What you should do:
Write out the data below exactly, beginning with the first line and ending once the line that has "issue document bodies." is written.

──────── Source material ────────

PR #13312, opened 2026-09-12
fix(shared): don't mangle escaped newlines inside valid JSON document bodies

notandrewblejde:
## Thinking Path

> - The shared validators package normalizes free-text fields on write, including issue document bodies.
> - One validator, `normalizeEscapedLineBreaks()`, rewrites every literal `\n`/`\r` two-character sequence into a raw newline byte. This is correct for prose but wrong for a document body that is itself a JSON string, because it destroys a required JSON escape inside an embedded string value.
> - A downstream integrator reported that a JSON document body no longer parsed after a round trip through the documents API: the stored `narrative` field contained a raw control character where an escaped newline should be.
> - This corruption is silent. Markdown rendering of the body still looks correct, so nothing alerts a human. Only a consumer that calls `JSON.parse` on the stored body fails, and only after the value is already persisted.
> - This pull request gates the rewrite on `JSON.parse` succeeding, so a JSON-shaped body round-trips byte-for-byte and skips the transform, while non-JSON text keeps the existing normalization.
> - The benefit is that any document body that is a JSON payload survives a write/read round trip intact, without changing behavior for plain markdown bodies.

**What happened?**
A document body written through the issue documents API as a JSON string (produced by `JSON.stringify`/`json.dumps` on the client) came back from a later `GET` with its escaped newlines (`\n`) turned into raw newline bytes inside the JSON string values. The returned body was no longer valid JSON: parsing it raised an "Invalid control character" error.

**Expected behavior**
A document body that is valid JSON on write must remain valid JSON on read. The API must not alter the byte content of a JSON-shaped body.

**Steps to reproduce**
1. Build a JSON string whose payload contains a multi-line text field, for example `JSON.stringify({ narrative: "line one\nline two" })`.
2. `PUT` an issue document with that string as `body` and `format: "markdown"`.
3. `GET` the document back and run `JSON.parse` on `document.body`. Before this fix, the parse fails with "Invalid control character in string" because the escaped `\n` was rewritten to a literal newline byte at write time in `upsertIssueDocumentSchema` (`packages/shared/src/validators/issue.ts`).

**Related PRs found while searching**
- #8205 (open, stale since June) removes `normalizeEscapedLineBreaks` entirely so all multiline text is stored verbatim, including plain markdown. That's a broader behavior change than this PR makes.
- #13213 / #13214 (both closed, not merged, self-closed by the author as "not pursuing an upstream contribution") took a much larger approach: a new `format` field (`text`/`json`/`ndjson`) threaded through the schema, CLI, and UI so verbatim formats bypass normalization entirely.
- This PR is a narrower, targeted fix: it keeps the existing `normalizeEscapedLineBreaks` behavior for plain text and only skips it when the input already parses as JSON, with no schema/type/CLI/UI surface changes.

## What Changed

- `packages/shared/src/validators/text.ts`: `normalizeEscapedLineBreaks()` now checks whether the incoming text parses as valid JSON via `JSON.parse` before rewriting literal `\n`/`\r` sequences. If it parses as JSON, the function returns the input unchanged so the JSON escaping round-trips byte-for-byte. If it does not parse as JSON, the existing literal-newline normalization still runs, so plain markdown/prose text is unaffected.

────────

Response to the task:
PR #13312, opened 2026-09-12
fix(shared): don't mangle escaped newlines inside valid JSON document bodies

notandrewblejde:
## Thinking Path

> - The shared validators package normalizes free-text fields on write, including issue document bodies.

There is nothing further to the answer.